#### [What the task asks]
Could you retype, exactly as written, every line from the top of the records through the line that contains "I have a working"?

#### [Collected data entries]
PR #191, opened 2020-10-03
Add Micropolis decoder

### LINKED ISSUE #187: 5¼" hard-sectored 100 TPI CP/M floppies for Vector 4
I have a working Vector 4 made by Vector Graphics Inc in the early 1980s. It uses a 5¼" 16 hard sector sector floppy with 256 byte sectors and 100 TPI, I believe. The user guide claims a capacity of 630 KB which would mean 77 tracks (although [I see](http://retrotechnology.com/herbs_stuff/d_micropolis.html) a reference to an 80 track floppy being used as 77). The disk drive itself has a sticker that says "100 TPI DSR," although we purchased 96 TPI floppies to use with it. Earlier versions of the Vector seemed to use the Micropolis floppy disk controller and I think this one is probably compatible, so 100 TPI makes sense. This [brochure for Micropolis](https://web.archive.org/web/20170325221014/https://amaus.net/static/S100/micropolis/brochure/micropolis%20metafloppy.pdf) would make me believe it probably uses MFM encoding.

I've dug into CP/M and am semi-close to getting disk images using the Vector 4 itself. Getting images of the majority of the data is fairly easy, but reading the system track is more difficult and I'm still working on that. With a bit of work I can also dump the CP/M disk parameter header+block that has things like logical to physical sector mapping, logical sectors per track, and reserved system tracks. I'd be able to write a custom pattern to the disk, except for the system track.

What is the best way to go about getting these disks readable with fluxengine? The ds990 encoder looks like it was reasonably straight-forward, although I'd definitely need to guess-and-check and would need to consult a hard-sectored decoder. `fluxengine rpm` shows 6000 rpm, which is weird as I'd expect it to be closer to 5100 rpm (300 * 17, for 16 sector holes + 1 index hole). But it does seem to be at least semi-working as 6000 isn't completely outrageous and `inspect --dump-flux` isn't all zeros.

I've got the original Vector 4 floppy drive and a DOS-era floppy drive that seem to be working with fluxengine. Given the 100 TPI, it would seem that I need to use the original Vector 4 floppy drive and not the DOS-era one. Does that sound right?

ejona86:
Resolves #187

### DIFF
--- a/arch/micropolis/decoder.cc
+++ b/arch/micropolis/decoder.cc
@@ -1,0 +1,56 @@
+#include "globals.h"
+#include "fluxmap.h"
+#include "decoders/fluxmapreader.h"
+#include "decoders/decoders.h"
+#include "sector.h"
+#include "micropolis.h"
+#include "bytes.h"
+#include "fmt/format.h"
+
+/* The sector has a preamble of MFM 0x00s and uses 0xFF as a sync pattern. */
+static const FluxPattern SECTOR_SYNC_PATTERN(32, 0xaaaa5555);
+
+AbstractDecoder::RecordType MicropolisDecoder::advanceToNextRecord()
+{
+	_fmr->seekToIndexMark();
+	const FluxMatcher* matcher = nullptr;
+	_sector->clock = _fmr->seekToPattern(SECTOR_SYNC_PATTERN, matcher);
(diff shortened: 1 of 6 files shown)


davidgiven:
Sorry for the delay --- this looks perfect! You even wrote documentation!

Next stop: write support...

PR #200, opened 2020-12-25
Add firmware support for hard sectors

ejona86:
Feel free to rip this apart. I would have discussed first, but things sort of fell into place and then it actually worked the first time it compiled...

Write support is untested, but that is the purpose and real goal. I hadn't added write support for Micropolis because the writes need to be aligned to the start of the track. I have not tested with retro hardware, but I have tested with the Micropolis support I added to FlashFloppy with some local changes to improve index timing (based on logic analyzer). It doesn't really impact reads much, but it appears to be working as `rpm` now produces consistent and correct results and things like `--sync-with-index true --revolutions .9` produce properly-aligned errors.

It'll be at least a month until I have access to Micropolis hardware again, for further testing and verification.

Edit: I've now tested writing for Micropolis (future PR), and the write stream is properly synchronized to the start of the track when viewed with a logic analyzer.

### DIFF
--- a/FluxEngine.cydsn/main.c
+++ b/FluxEngine.cydsn/main.c
@@ -21,6 +21,10 @@ static bool drive1_present;
 
 static volatile uint32_t clock = 0; /* ms */
 static volatile bool index_irq = false;
+/* Duration in ms. 0 causes every pulse to be an index pulse. Durations since
+ * last pulse greater than this value imply sector pulse. Otherwise is an index
+ * pulse. */
+static volatile uint32_t hardsec_index_threshold = 0;
 
 static bool motor_on = false;
 static uint32_t motor_on_time = 0;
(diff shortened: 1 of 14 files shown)


davidgiven:
Belatedly (sorry, Christmas): Appveyor broke, which is why the check has failed. I've updated the configuration. Could you merge from master and repush, please? Thanks!

davidgiven:
BTW, it _should_ be possible to autodetect the number of hard sectors --- if there's more than one index pulse within, say, 100ms then it's clearly a hard-sectored disk; the interval to the index hole ought to be half the size of the others... if we start the disk running and track the minimum and maximum intervals plus frequencies, then determining the various numbers ought to be reasonably simple. WDYT?

ejona86:
> it should be possible to autodetect the number of hard sectors --- if there's more than one index pulse within, say, 100ms then it's clearly a hard-sectored disk; the interval to the index hole ought to be half the size of the others

This is actually how I started. Although then when I was looking at returning the sector information in the speed_frame and plumbing it through the command line tool I thought it was going to cause trouble. Looking at it again, it'll probably be fine. I'll try it out (Thursday or this weekend).

I closed/reopened the PR to retrigger AppVeyor.

I saw in https://github.com/davidgiven/fluxengine/pull/205 that you committed FluxEngine.hex. Should I do the same?

Also, while I increased the protocol version, I noticed that if the code zero-extended structures this would not be a breaking protocol change. If that sounds good to you, I'd be happy to clear out unused parts of structures to avoid bumping the protocol version.

davidgiven:
Hmm. Yes, you're right, let's keep it with the manual setting --- it's not like anyone's going to use hard-sectored disks by accident.

Regarding checking in FluxEngine.hex: yes, please. However, it's import to make sure you're up to date with master first, otherwise the changes there will be lost. Unfortunately it's not possible to build the firmware on the CI system so it always has to be built manually.

Thank you for doing this! It's something I've been wanting for ages...

BTW, The Verilog sequencer is supposed to have code in it where if there's a index pulse in the incoming bitstream it stops and waits for an index pulse on the hardware, so as to support writing to hard-sectored disks, but that's not done yet (the Verilog has gone through a lot of iterations as people have pointed out the bugs).

davidgiven:
Merged. Thanks!

Issue #201, opened 2020-12-27
Unable to write 10 sectors per track Atari ST disks


keithclark:
Hi. I'm built a flux engine so I can archive and recover data from my ageing Atari ST and Amiga disk collections. At the moment I'm focusing on the Atari Stuff. The hardware/software works well and I've managed to image several different disks. What I'm struggling with is writing those images back to disk. Disks I've read with fluxengine load in an emulator but when I use fluxengine write these images back to a physical floppy disk, they don't work.

Disks are various formats (9-10 sectors per track, 80/82 tracks). Disks with executable boot sectors (demos) start loading so the first 512 bytes are writing correctly, but fail right after that. The stdout dumped when writing doesn't seem to make sense to me — I'm expecting to see a linear list of sectors being written to the disk but data seems out of order.

Am I missing something obvious?

davidgiven:
What command line arguments are you using when writing? FluxEngine is unable to detect the disk parameters, so you have to explicitly tell it (`--preset-720` or similar). The out-of-order sectors is actually normal; they're not stored in linear order on the disk. Look up 'interleave'.

It's interesting that the first sector loads. That suggests it's _nearly_ working. It might be a side or track spacing problem, but AFAICR the Atari ST uses pretty vanilla 720kB IBM scheme disks, the same as the PC.

keithclark:
My test file `ibm.img` is a 2 side, 80 track, 10 sector, 512 byte per sector disk image, which was extracted by flux engine.

I've tried:

```
fluxengine write ibm --ibm-preset-720 -i ibm.img
```

Flux engine logs the following to the terminal:

```
reading 80 tracks, 2 heads, 9 sectors, 512 bytes per sector, 720 kB total
Writing to: :d=0:s=0-1:t=0-79
```

This is obviously wrong as the source image is 10 sectors per track. The boot sector executes but the FAT is missing entries, which I assume is because those entries are on sector 10. The BIOS Parameter Block of the disk still reports 10 sectors per track.

Next I tried specifying the input format:
```
fluxengine write ibm --ibm-preset-720 -i ibm.img:c=80:h=2:s=10:b=512
```

This produces what I was expecting:

```
reading 80 tracks, 2 heads, 10 sectors, 512 bytes per sector, 800 kB total
Writing to: :d=0:s=0-1:t=0-79
```

The missing files now appear on the disk but it still won't run. The Atari reports it is unable to read the disk. This happens for any disk I attempt to write.

[...]

PR #203, opened 2021-01-04
Write Atari ST formats

keithclark:
This PR addresses #201.

It adds a new write option for creating Atari ST disks and registers the standard `.st` file extension so disk images can be used without having to rename them first. The standard IBM writer is used but many of the options are preset for ST disks (no IAM, fixed clock rates / speeds etc.).

Atari ST disks can be written using:

```
fluxengine write atarist --st-preset-820 -i my-disk-image.st 
```

The following format presets are available:

flag | format
-|-
--st-preset-360 | 360kB disk (1 side, 80 tracks, 9 sectors)
--st-preset-370 | 370kB disk (1 side, 82 tracks, 9 sectors)
--st-preset-400 | 400kB disk (1 side, 80 Tracks, 10 sectors)
--st-preset-410 | 410kB disk (1 side, 82 tracks, 10 sectors)
--st-preset-720 | 720kB disk (2 sides, 80 tracks, 9 sectors)
--st-preset-740 | 740kB disk (2 sides, 82 tracks, 9 sectors)
--st-preset-800 | 800kB disk (2 sides, 80 tracks, 10 sectors)
--st-preset-820 | 820kB disk (2 sides, 82 tracks, 10 sectors)

### DIFF
--- a/doc/disk-atarist.md
+++ b/doc/disk-atarist.md
@@ -1,0 +1,73 @@
+Disk: Atari ST
+==============
+
+Atari ST disks are standard MFM encoded IBM scheme disks without an IAM header.
+Disks are typically formatted 512 bytes per sector with between 9-10 (sometimes
+11!) sectors per track and 80-82 tracks per side.
+
+
+Reading disks
+-------------
+
+Just do:
+
+    fluxengine read atarist
+
+...and you'll end up with an `atarist.st` file. The size of the disk image will
+vary depending on the format.
+
+Writing disks
+-------------
+
+FluxEngine can also write Atari ST scheme disks.
+
+The syntax is:
+
+    fluxengine write atarist -i input.st <options>
+
+The format of `input.st` will vary depending on the kind of disk you're writing,
+which is configured by the options. By default FluxEngine will write an 80
+track, 9 sector, double-sided disk. If that doesn't match your target format you
+will need to pass some options. There are some presets, which you will almost
+certainly want to use if possible:
+
+  - `--st-preset-360`: a 360kB 3.5" disk, with 80 cylinders,
+  1 side, and 9 sectors per track.
+  - `--st-preset-370`: a 370kB 3.5" disk, with 82 cylinders,
+  1 side, and 9 sectors per track.
+  - `--st-preset-400`: a 400kB 3.5" disk, with 80 cylinders,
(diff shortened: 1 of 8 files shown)


davidgiven:
Thank you very much for this!

Could you merge from master and push again, please? Appveryor changed their configuration and I had to fix it.

keithclark:
Fixed.

keithclark:
Would be nice to document this here: https://github.com/davidgiven/fluxengine/tree/master/doc. Can do that in a separate PR if needed?

keithclark:
For consistency, would it make sense to add `fluxengine read atarist`? Even it it's just a wrapper for reading IBM disks?

davidgiven:
Sorry, been stuck with other things.

Yes, I think a `read atarist` command would be a good idea --- even if all it does is write to `atarist.st` instead of `ibm.img`. Documentation would be fine, too, but I'm happy to do that.

keithclark:
I've added an Atari ST reader front-end and a documentation page. I think that covers off most common uses-cases for reading/writing Atari ST formatted disks.

davidgiven:
Sorry about the delay --- I've actually just fixed a firmware bug which was causing pulse timing to be slightly wrong when writing images.

Can I ask you to update from trunk again, flash the new firmware, and check that the Atari disks can be written and read back again? I think the bug was only affecting 1440kB IBM formats, but the effect of it is that tracks are now slightly shorter than they were, so if your sector timings are marginal there's a chance the last sector will be truncated at the end of the track (as was happening with the 1440kB format --- `--ibm-gap3-bytes` was too big).

keithclark:
I've rebased my changes onto yours and flashed the firmware to the latest version. Disk writing works but I am seeing intermittent failures when trying to load disks into my Atari ST - some are hanging at the boot sector. If I rewrite the disk it will work fine. I'm not sure if this is related to your firmware update or if its just a coincidence.

I'll perform some more tests when I get a chance and let you know how they go. 

I think the frontend code is fine though, it's doing what I expect it to.

davidgiven:
Hmm. Could be write failure --- writing a disk doesn't do any verification (it's on my list of things to do), so you'll only know if it failed by trying to read things back again. It's a possibility it's just normal spurious errors, which happen occasinally. I'll go ahead and merge.

PR #214, opened 2021-01-17
added parameter swapSides to IBM encoder

hpingel:
According to https://github.com/Distrotech/fdutils/blob/master/src/mediaprm there are some obscure disk drives out there that expect the sides 0 and 1 to be swapped (search for "swapsides"). We are talking about

- Commodore 1581 3.5" Disk Drive
- CMD FD-2000 (and FD-4000)
- Thomson TO7

Remark: I know nothing about the last one and so I don't know if it uses IBM encoding at all. But the Commodore related drives above do use IBM encoding

So for those special cases the IBM writer needs another parameter to deal with them, I came up with "swapSides" (bool).

The big question is: Is this now cumbersome for all those "ordinary" cases where presets have to provide a false value for swapSides - like for example the Atari ST presets in the other Pull Request.

### DIFF
--- a/arch/ibm/encoder.cc
+++ b/arch/ibm/encoder.cc
@@ -102,6 +102,8 @@ static uint8_t decodeUint16(uint16_t raw)
 std::unique_ptr<Fluxmap> IbmEncoder::encode(
 	int physicalTrack, int physicalSide, const SectorSet& allSectors)
 {
+	if (_parameters.swapSides)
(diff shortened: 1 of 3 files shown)


davidgiven:
LGTM --- I'll update and merge this. You're right about the Atari ST presets; I wonder whether I should combine the Atari ST command with the generic IBM one.

Issue #107, opened 2019-09-14
Report: Reading of CMD FD-2000 HD disks successful


hpingel:
Hi David,

This is not so much an issue, just some feedback. As I don't own a FD-2000 disk drive from Creative Micro Designs (CMD) I have written a d2m image file (downloaded from the internet) to a 3.5" HD disk using my ancient Linux box tweaking the disk drive in there as follows:

```
mknod /dev/fd0cmdfd2m b 2 124
setfdprm /dev/fd0cmdfd2m HD DS sect=10 ssize=1024 cyl=81 swapsides

time fdformat /dev/fd0cmdfd2m
time dd if=Downloads/dummy.fd2 of=/dev/fd0cmdfd2m count=1620 bs=1024
```
The FD-2000 HD disk format (a DD format can also be written by the drive) seems to have 81 tracks and 10 sectors of 1024 bytes per track. It stores 1620 KB of end-user data.

> CMD FD2000 disk drive, a third party floppy disk drive for the
> Commodore line of computers with double of the capacity:
> "CMDFD2M":
>  DS HD sect=10 cyl=81 ssize=1024 fmt_gap=100 gap=12 swapsides
> 

As it wants to be downward compatible to the Commodore 1581 drive, it also swaps the sides (=swapsides).

FluxEngine parmeters used:
`fluxengine read ibm --revolutions=2 -s ":d=0:t=0-80:s=0-1"`

Ressources:
https://web.archive.org/web/20060622053148/http://www.cmdweb.de/fd.htm
https://www.c64-wiki.de/wiki/FD-2000
http://www.unusedino.de/ec64/technical/formats/d2m-dnp.html
https://cbm8bit.com/articles/user-contributions/howto_d1m_d2m_d4m
Visualisation:
![fd2000](https://user-images.githubusercontent.com/646865/64913938-b02f8700-d749-11e9-9391-16ca08974cc5.png)

The only thing missing from FluxEngine is support for the image file extension "d2m" or even "d4m" for the CMD FS-4000.

davidgiven:
(belatedly) Good news --- thanks for the report.

PR #218, opened 2021-01-18
Adding preset for Commodore 1581 (cbm1581) to IBM writer frontend

hpingel:
Hi,

Now this change is just a proposal - in two ways:

First, my preset for Commodore 1581 might not fit in well in this file - maybe it should get its own source file. (Especially as in a couple of days/weeks I will come up with a preset for CMD FD-2000 once I have found somebody who owns one and can confirm that the preset is ok. Some details regarding FD-2000 are in #107)

Secondly, the gap values of the 1581 preset are good enough for me and my tests with a real 1581 drive but might be matter of change once somebody reviews them / looks at diagrams, etc.

So this is just the current state of things and if you want - merge it, if not, it's ok for me - I can play with my 1581 images locally anyway.

### DIFF
--- a/src/fe-writeibm.cc
+++ b/src/fe-writeibm.cc
@@ -95,6 +95,7 @@ static ActionFlag preset1440(
 		gap2.setDefaultValue(22);
 		gap3.setDefaultValue(80);
 		sectorSkew.setDefaultValue("0123456789abcdefgh");
+		swapSides.setDefaultValue(false);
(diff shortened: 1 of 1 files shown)


davidgiven:
Sorry for the delay --- working on other projects. Yup, LGTM.

davidgiven:
Merged. Thanks!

#### [Exercise result]
PR #191, opened 2020-10-03
Add Micropolis decoder

### LINKED ISSUE #187: 5¼" hard-sectored 100 TPI CP/M floppies for Vector 4
I have a working Vector 4 made by Vector Graphics Inc in the early 1980s. It uses a 5¼" 16 hard sector sector floppy with 256 byte sectors and 100 TPI, I believe. The user guide claims a capacity of 630 KB which would mean 77 tracks (although [I see](http://retrotechnology.com/herbs_stuff/d_micropolis.html) a reference to an 80 track floppy being used as 77). The disk drive itself has a sticker that says "100 TPI DSR," although we purchased 96 TPI floppies to use with it. Earlier versions of the Vector seemed to use the Micropolis floppy disk controller and I think this one is probably compatible, so 100 TPI makes sense. This [brochure for Micropolis](https://web.archive.org/web/20170325221014/https://amaus.net/static/S100/micropolis/brochure/micropolis%20metafloppy.pdf) would make me believe it probably uses MFM encoding.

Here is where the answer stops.